Kebakaran, apalagi menimpa rumah seorang tersangka dalam kasus yang melibatkan institusi pengawal kitab undang-undang hukum acara pidana (KUHAP) seperti Polri,pastilah akan membuat orang lain melupakan bahwa api bisa melalap apa saja. Seolah hidup ini berada dalam dunia fiksi ciptaan Agatha Christie, orang lantas menebak telah terjadi konspirasi. Entah konspirasi apa?
Begitu juga Mpok Nur, pedagang sayur-mayur, ketika pagi tadi ia berhenti di depan rumah. Diladeni istri saya, pagi itu Mpok Nur terlihat sangat cerdas itu.

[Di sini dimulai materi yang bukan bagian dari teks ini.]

PR #1560, opened 2023-12-09
fix: remove EIP6963 connector from localStore on account change

glitch-txs:
# Breaking Changes

Override onAccountChange function & added `this.storage?.removeItem(connectedRdnsKey)`

# Changes

- feat:
- fix: EIP6963 wallets were triggered on reload when were manually disconnected, this would trigger the accountsChanged event and clear the storage without calling the overriden `disconnect` function
- chore:

# Associated Issues

closes https://github.com/WalletConnect/web3modal/issues/1488

### DIFF
--- a/packages/wagmi/src/connectors/EIP6963Connector.ts
+++ b/packages/wagmi/src/connectors/EIP6963Connector.ts
@@ -55,10 +55,11 @@ export class EIP6963Connector extends InjectedConnector {
     if (accounts.length === 0) {
       this.storage?.removeItem(connectedRdnsKey)
       this.emit('disconnect')
-    } else
+    } else if (accounts[0]) {
       this.emit('change', {
-        account: getAddress(accounts[0] as string)
+        account: getAddress(accounts[0])
       })
+    }
   }
 
   public override async disconnect() {
--- a/packages/wagmi/src/connectors/EIP6963Connector.ts
+++ b/packages/wagmi/src/connectors/EIP6963Connector.ts
@@ -1,4 +1,4 @@
-import { type Chain, type WindowProvider } from '@wagmi/core'
+import type { Chain, WindowProvider } from '@wagmi/core'
 import { InjectedConnector } from '@wagmi/core/connectors/injected'
 import { getAddress } from 'viem'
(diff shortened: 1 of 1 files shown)


packages/wagmi/src/connectors/EIP6963Connector.ts
```diff
@@ -50,6 +51,17 @@ export class EIP6963Connector extends InjectedConnector {
     return data
   }
 
+  protected override onAccountsChanged = (accounts: string[]) => {
```
enesozturk, line 54: Are we sure that we definitely have an array of strings as a parameter? I couldn't find a source where this event was triggered. If it's in case that it could be `undefined` or something else, the `accounts.length` or `accounts[0]` property access' might fail.

Could you share with me some links where I can find more context about the EIP-6963? I have the link below. More would be appreciated.

- https://eips.ethereum.org/EIPS/eip-6963

packages/wagmi/src/connectors/EIP6963Connector.ts
```diff
@@ -1,5 +1,6 @@
-import type { Chain, WindowProvider } from '@wagmi/core'
+import { type Chain, type WindowProvider } from '@wagmi/core'
```
enesozturk, line 1: Seems like `import type { ... }` is our convention across the repo. Any specific reason to use this way?

packages/wagmi/src/connectors/EIP6963Connector.ts
glitch-txs: Hi, this comes from EIP-1193 standard
https://eips.ethereum.org/EIPS/eip-1193

What I basically did here was copy/paste the function from Wagmi's injectedConnector and add the line to remove the custom storage item.

packages/wagmi/src/connectors/EIP6963Connector.ts
glitch-txs: Prettier or something idk, I'll fix it, makes no sense in this format lol

0xAsimetriq (approved):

Belakangan, tingkat kecerdasan Mpok Nur memang bertambah, justru setelah suaminya yang diduga pembegal ditembak seorang polisi pada mata kaki hingga cacat. “Waktu dibawa dari rumah, suami aku sudah gemetar dan berteriak. Dia sehat-sehat saja, tapi besoknya polisi memberi tahu dia di rumah sakit karena mencoba lari,” kata Mpok Nur beberapa bulan lalu ketika suaminya dirawat di rumah sakit.

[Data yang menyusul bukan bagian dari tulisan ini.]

PR #1561, opened 2023-12-12
fix: network image access in account button and account page

enesozturk:
# Changes

We're accessing the network image SRC in different ways in different components. We can use custom chain images if we use `AssetUtil.getNetworkImage`. So instead of manually getting the network image, using `AssetUtil` will fix the issue linked below.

Sejak itulah, sejak suaminya harus berjalan pincang, Mpok Nur jadi lebih cerdas apalagi kalau berkaitan dengan nasib polisi. “Semua polisi sama. Wong tidur aja bikin susah,” kata dia.
Sebelum berangkat jualan sayur-mayur sambil mengendarai sepeda onta yang membuat tuuhnya terlonjak-lonjak setiap kali melintasi polisi tidur di kompleks-kompleks perumahan, Mpok Nur menyempatkan memirsa televise. Biasanya ia tidak tertarik. Tapi pagi itu, ia putuskan memirsa sampai tuntas berita tentang kebakaran rumah Brigjend Edmond Ilyas di Bandung.

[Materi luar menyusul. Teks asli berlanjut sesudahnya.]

PR #1563, opened 2023-12-12
fix: syncing profile info on network switch

enesozturk:
# Changes

When we switch network, we don't sync the profile information. This causes displayin ENS name or avatar in all networks, which is not expected. 

# Steps to reproduce

(Considering you have ENS name set to your account):
- Connect wallet to Ethereum Mainnet
- See ENS name
- Switch to Avalanche

You still see the ENS name. 

# Changes

- fix: sync profile on the network switch and consider not only mainnet

# Associated Issues

Closes https://github.com/WalletConnect/web3modal/issues/1407
Closes https://github.com/WalletConnect/web3modal/issues/1544
Closes https://github.com/WalletConnect/web3modal/issues/1519#issue-2018270402

### DIFF
--- a/packages/core/src/controllers/AccountController.ts
+++ b/packages/core/src/controllers/AccountController.ts
@@ -10,8 +10,8 @@ export interface AccountControllerState {
   address?: string
   balance?: string
   balanceSymbol?: string
-  profileName?: string
-  profileImage?: string
+  profileName?: string | null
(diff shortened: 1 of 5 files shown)


svenvoskamp (dismissed):
LGTM

svenvoskamp (approved):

“Cuma kebakaran rumah, banyak perwira polisi di lokasi kebakaran. Waktu kebakaran Pasar Kebayoran Lama, jangankan perwira polisi, orang berseragam polisi saja nggak kelihatan,” katanya.
“Polisi tidur kan ada di Pasar Kebayoran Lama waktu kebakaran itu,” kata istri saya, menimpalinya.
Saya senyum-senyum mendengar gossip mereka. Saya paham, istri saya meladeninya karena cara itu efektif untuk mengorting harga. Biasanya, Mpok Nur sangat senang kalau diladeni bicara, dan rasa senang itu diwujudkan dengan memberi diskon.
Lalu, mulai Mpok Nur membuat penafsiran seolah tokoh detektif Poirot-nya Agatha Christie. “Aku pikir, Bu, kebakaran itu disengaja. Orang kadung benci sama jenderal polisi itu,” katanya.
“Kenapa bilang begitu?” Terdengar suara ibu lain, tetangga sebelah rumah, yang baru datang mau membeli cabai.
“Bagaimana nggak. Coba deh bayangin. Kan Edmond Ilyas itu sudah lama jadi Kapolda Lampung, tapi kok rumah dinasnya di Bandung nggak ditinggalin. Apa dia kira rumah dinas itu milik pribadi.” Mpok Nur makin semangat. “Orang yang mau menempati rumah itu kan jadi batal. Syukurlah terbakar jadi ketahuan deh rumah itu belum ditinggalkannya.”
“Mpok tahu dari mana?” tanya tetangga.
Istri saya sudah pamit karena mau memasak. Tapi Mpok Nur dan tetangga masih ngegosip di depan rumah.
“Ya, tahulah, Bu. Polisi dimana-mana sama.” Mpok Nur tambah semangat. “Kata Gus Dur, Bu, di Indonesia ini cuma ada tiga polisi jujur: polisi tidur, patung polisi, dan Hoegeng (mantan Kapolri). Tapi, polisi tidur di kompleks ini sering nyusahin juga,” katanya.
Tidak bisa tidak, saya tergelak. Istri saya ikut tertawa. “Biarkan saja, Bang, dia masih benci sama polisi setelah suaminya ditembak,” kata istri saya.